Job Scheduling
Free Access¶
See the Free Access docs.
Paid Access¶
Hive resources are generally purchased by the CPU. The current rates can be seen here. Specialized needs (entire nodes or GPU nodes) can be purchased by contacting HPC@UCD support. HPC will work with you to find a configuration suitable to use in Hive.
College/Group Resources¶
Some colleges have purchased group resources, which you may be able to request access to through Hippo.
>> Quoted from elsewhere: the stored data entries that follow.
PR #278, opened 2020-08-08
Analyzer for SameAs when used on Value Types.

### LINKED ISSUE #276: SameAs should warn if used with value types
Motivation: https://github.com/nunit/nunit/issues/3614#issuecomment-669962745

If either the expected value or actual value or both are a value-typed expression, `Assert.AreSame` or `Is.SameAs` are guaranteed to fail because C# will implicitly convert the value type to a new boxed instance. It doesn't make sense to use AreSame/SameAs unless the types of the passed expressions are both reference types.

It would make sense to offer a fix to change SameAs to EqualTo since that was probably the intent.

Should show an error or warning on `SameAs`:

```cs
class C
{
    void M()
    {
        var x = 3;
        Assert.That(x, Is.SameAs(3));

        // Also this
        Assert.That((object)x, Is.SameAs(3));

        // Also this
        Assert.That(x, Is.SameAs((object)3));
    }
}
```

Should not show an error or warning because the expressions are both reference-typed:

```cs
class C
{
    void M()
    {
        var x = 3;
        Assert.That((object)x, Is.SameAs((object)3));
    }
}
```

manfred-brands:
CodeFix to replace SameAs with IsEqualTo
Fixes #276

### DIFF
--- a/documentation/NUnit2040.md
+++ b/documentation/NUnit2040.md
@@ -1,0 +1,67 @@
+# NUnit2040
+
+## Non-reference types for SameAs constraint.
+
+| Topic    | Value
+| :--      | :--
+| Id       | NUnit2040
+| Severity | Error
+| Enabled  | True
+| Category | Assertion
+| Code     | [SameAsOnValueTypesAnalyzer](https://github.com/nunit/nunit.analyzers/blob/master/src/nunit.analyzers/SameAsOnValueTypes/SameAsOnValueTypesAnalyzer.cs)
+
+## Description
+
+The SameAs constraint always fails on value types as the actual and the expected value cannot be the same reference.
+
+## Motivation
+
+```csharp
+var expected = Guid.Empty;
+var actual = expected;
+
+Assert.That(actual, Is.SameAs(expected));
+```
+
+As `Guid` is a `struct`, actual will be a copy of expected but not have the same reference.
+
+## How to fix violations
+
+Replace `Is.SameAs` with `Is.EqualTo`.
+
+```csharp
+var expected = Guid.Empty;
+var actual = expected;
+
+Assert.That(actual, Is.EqualTo(expected));
+```
+
+<!-- start generated config severity -->
+## Configure severity
+
+### Via ruleset file.
+
+Configure the severity per project, for more info see [MSDN](https://msdn.microsoft.com/en-us/library/dd264949.aspx).
+
+### Via #pragma directive.
+
+```csharp
+#pragma warning disable NUnit2040 // Non-reference types for SameAs constraint.
+Code violating the rule here
+#pragma warning restore NUnit2040 // Non-reference types for SameAs constraint.
+```
+
+Or put this at the top of the file to disable all instances.
+
+```csharp
+#pragma warning disable NUnit2040 // Non-reference types for SameAs constraint.
+```
+
+### Via attribute `[SuppressMessage]`.
+
+```csharp
+[System.Diagnostics.CodeAnalysis.SuppressMessage("Assertion",
+    "NUnit2040:Non-reference types for SameAs constraint.",
+    Justification = "Reason...")]
+```
+<!-- end generated config severity -->
--- a/src/nunit.analyzers.tests/SameAsOnValueTypes/SameAsOnValueTypesAnalyzerTests.cs
+++ b/src/nunit.analyzers.tests/SameAsOnValueTypes/SameAsOnValueTypesAnalyzerTests.cs
@@ -93,5 +93,53 @@ namespace NUnit.Analyzers.Tests.SameAsOnValueTypes
 
             AnalyzerAssert.Valid(analyzer, testCode);
         }
+
+        [Test]
+        public void AnalyzeClassicWhenLiteralTypesProvided()
+        {
+            var testCode = TestUtility.WrapInTestMethod(
+                "↓Assert.AreSame(1, 1);");
+
+            AnalyzerAssert.Diagnostics(analyzer, expectedDiagnostic, testCode);
+        }
+
+        [Test]
+        public void AnalyzeClassicWhenStructTypesProvided()
+        {
+            var testCode = TestUtility.WrapInTestMethod(@"
+                var expected = Guid.Empty;
+                var actual = expected;
+
+                ↓Assert.AreSame(expected, actual);");
+
+            AnalyzerAssert.Diagnostics(analyzer, expectedDiagnostic, testCode);
+        }
+
+        [Test]
+        public void AnalyzeClassicWhenActualIsReferenceTypeAndExpectedIsValueType()
+        {
+            var testCode = TestUtility.WrapInTestMethod(
+                @"↓Assert.AreNotSame(3, ""3"");");
+
+            AnalyzerAssert.Diagnostics(analyzer, expectedDiagnostic, testCode);
+        }
+
+        [Test]
+        public void AnalyzeClassicWhenActualIsValueTypeAndExpectedIsReferenceType()
+        {
+            var testCode = TestUtility.WrapInTestMethod(
+                @"↓Assert.AreNotSame(""3"", 3);");
+
+            AnalyzerAssert.Diagnostics(analyzer, expectedDiagnostic, testCode);
+        }
+
+        [Test]
+        public void AnalyzeClassicWhenBothArgumentsAreReferenceType()
+        {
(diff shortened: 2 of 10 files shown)


src/nunit.analyzers.tests/SameAsOnValueTypes/SameAsOnValueTypesAnalyzerTests.cs
```diff
@@ -0,0 +1,106 @@
...
+        public void AnalyzeWhenOtherArgumentIsCastToObject()
+        {
+            var testCode = TestUtility.WrapInTestMethod(
+                "↓Assert.That(Guid.Empty, Is.Not.SameAs((object)Guid.Empty));");
+
+            AnalyzerAssert.Diagnostics(analyzer, expectedDiagnostic, testCode);
+        }
+
+        [Test]
+        public void AnalyzeWhenBothArgumentsAreCastToObject()
```
jnm2, line 77: (Specifically the salient point is that both arguments are reference-typed, not that there is a cast in the expression.)

documentation/NUnit2040.md
```diff
@@ -0,0 +1,67 @@
...
+
+The SameAs constraint always fails on value types as the actual and the expected value cannot be the same reference.
+
+## Motivation
+
+```csharp
+var expected = Guid.Empty;
+var actual = expected;
+
+↓Assert.That(actual, Is.SameAs(expected));
```
mikkelbu, line 23:
```suggestion
Assert.That(actual, Is.SameAs(expected));
```

documentation/NUnit2040.md
```diff
@@ -0,0 +1,67 @@
...
+
+## How to fix violations
+
+Replace `Is.SameAs` with `Is.EqualTo`.
+
+```csharp
+var expected = Guid.Empty;
+var actual = expected;
+
+↓Assert.That(actual, Is.EqualTo(expected));
```
mikkelbu, line 36:
```suggestion
Assert.That(actual, Is.EqualTo(expected));
```

src/nunit.analyzers/SameAsOnValueTypes/SameAsOnValueTypesCodeFix.cs
```diff
@@ -0,0 +1,60 @@
...
+            if (invocationNode == null)
+                return;
+
+            // Find the 'SameAs' member access expression
+            var constraintArgument = invocationNode.ArgumentList.Arguments[1];
+            var isSameExpression = constraintArgument.DescendantNodesAndSelf()
+                                                           .Where(s => s.IsKind(SyntaxKind.SimpleMemberAccessExpression))
+                                                           .OfType<MemberAccessExpressionSyntax>()
+                                                           .Where(m => m.Name.ToString() == NunitFrameworkConstants.NameOfIsSameAs)
+                                                           .SingleOrDefault();
```
mikkelbu, line 45:
```suggestion
            var isSameExpression = constraintArgument
                .DescendantNodesAndSelf()
                .Where(s => s.IsKind(SyntaxKind.SimpleMemberAccessExpression))
                .OfType<MemberAccessExpressionSyntax>()
                .SingleOrDefault(m => m.Name.ToString() == NunitFrameworkConstants.NameOfIsSameAs);
```

src/nunit.analyzers/SameAsOnValueTypes/SameAsOnValueTypesCodeFix.cs
```diff
@@ -0,0 +1,60 @@
...
+
+            var isEqualToExpression = isSameExpression.WithName(SyntaxFactory.IdentifierName(NunitFrameworkConstants.NameOfIsEqualTo));
```
mikkelbu, line 47: Perhaps we should have a return in case `isSameExpression` is null

src/nunit.analyzers/SameAsOnValueTypes/SameAsOnValueTypesAnalyzer.cs
```diff
@@ -0,0 +1,92 @@
...
+            // Currently only 'Not' suffix supported, as all other suffixes change actual type for constraint
+            // (e.g. All, Some, Property, Count, etc.)
+
+            return constraintPartExpression.GetPrefixesNames().Any(s => s != NunitFrameworkConstants.NameOfIsNot);
+        }
+
+        private static bool HasCustomEqualityComparer(ConstraintPartExpression constraintPartExpression)
+        {
+            return constraintPartExpression.GetSuffixesNames().Any(s => s == NunitFrameworkConstants.NameOfUsing);
+        }
```
mikkelbu, line 90: Not used
```suggestion
```

src/nunit.analyzers/SameAsOnValueTypes/SameAsOnValueTypesCodeFix.cs
manfred-brands: Done. 
However should this fix not only be called for the supported diagnostic, which would mean there should always be an `SameAs`?  Maybe it is better to be more conservative than throw.

manfred-brands:
Thanks @mikkelbu for the review. Review changes applied and squashed. Ready for merge.

jnm2:
What do you think about handling `Assert.AreSame`? Should the only diagnostic there be recommending that you switch to using the constraint model, and only then you see the problem that you're using value types?

manfred-brands:
@jnm2 I did think of that and assumed people would convert first. But what if they disable the Classic To Constraint rules then they would get no warning. 
The same holds for `SameAsIncompatibleTypesAnalyzerTests` which also only works on the Constraint Model.
But `ConstActualValueUsageAnalyzer` works on both.

manfred-brands:
@mikkelbu I changed the Identifier from NUnit2040 into NUnit1029. The 2k range is used for ClassicAssert conversions.

manfred-brands:
Updated the branch to support the Classic Assert.AreSame and Assert.AreNotSame methods including matching code fix to convert to AreEqual and AreNotEqual respectively.

Dreamescaper:
> @mikkelbu I changed the Identifier from NUnit2040 into NUnit1029. The 2k range is used for ClassicAssert conversions.

As far as I remember 1k range is used for Structure analyzers, and 2k - for Assertion analyzers.
I think that 2k is more applicable here.

manfred-brands:
I see now that the SameAsIncompatibleTypesAnalyzer uses 2020.  Reverted the commit.

mikkelbu:
@Dreamescaper Is right (I plan to make this more clear in the TOC by having two separate tables.

src/nunit.analyzers/SameAsOnValueTypes/SameAsOnValueTypesCodeFix.cs
mikkelbu: I agree that this should never fail, but I plan to enable more strict checks of nullable reference types, and then we will need to handle the case, as the compiler cannot tell that this cannot be null.

manfred-brands: Will you upgrade to a later version of Microsoft.CodeAnalysis which has nullable attributes? When I tried, it requires me to target netstandard2.0 and after that I got various nullability compile errors (CS) and analyzer violations (RS).

manfred-brands:
@mikkelbu Branch updates. Ready for merge again.

src/nunit.analyzers/SameAsOnValueTypes/SameAsOnValueTypesCodeFix.cs
mikkelbu: I'm considering trying to multi-target, and see if I can make it work, but currently I don't have enough sparetime to do much besides reviewing and screening issues in the various NUnit projects.

So something similar to https://www.meziantou.net/how-to-use-nullable-reference-types-in-dotnet-standard-2-0-and-dotnet-.htm

mikkelbu:
Thanks for the work @manfred-brands, I'll merge it now.

src/nunit.analyzers/SameAsOnValueTypes/SameAsOnValueTypesCodeFix.cs
manfred-brands: We added multi-targeting to our work code. Create an issue with what targets you want and assign it to me.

Once you have access to group resources, you can request to use them with
--account={account-name}grp --partition=high
. For a PI group, {account-name}
will typically be the PI's UCD Login
ID, followed by grp
. A summary of the Slurm accounts you have access to, as well as the amount of resources in those
accounts, is printed every time you log in to Hive.
Slurm Resource Mediation¶
Access to resources is mediated by Slurm. Nodes are not assigned to a user/group/PI. Instead, Slurm grants access to the requested resources on the next available node. This allows a group to continue to access resources, even when any particular node is down.
WARNING: --exclusive
sbatch/srun flag¶
Note for users coming from other clusters. The use of the --exclusive
flag will cause your job to take a very long
time to schedule. If you are using this flag and your job will not start on Hive, please remove it and resubmit. Slurm
erroneously flags these jobs with (QOSGrpCpuLimit)
.
MPI jobs¶
Not all nodes that have been brought into Hive have InfiniBand hardware, so jobs that do MPI and require InfiniBand
connectivity need to use the --constraint=mpi
flag.
Additionally, we have configured Slurm to understand the InfiniBand switch topology, so for maximum internode
throughput, you can use the --switches=1
flag. Like any Slurm constraint, it will take longer for your job to schedule
with this flag enabled.
MPI jobs generally need to request one task per MPI worker. If you need 128 MPI workers, you can request --ntasks=1
.
If you instead request CPUs with --cpus-per-task=128
then you will end up with a single MPI worker that has access to
128 CPUs, which is generally not what you want.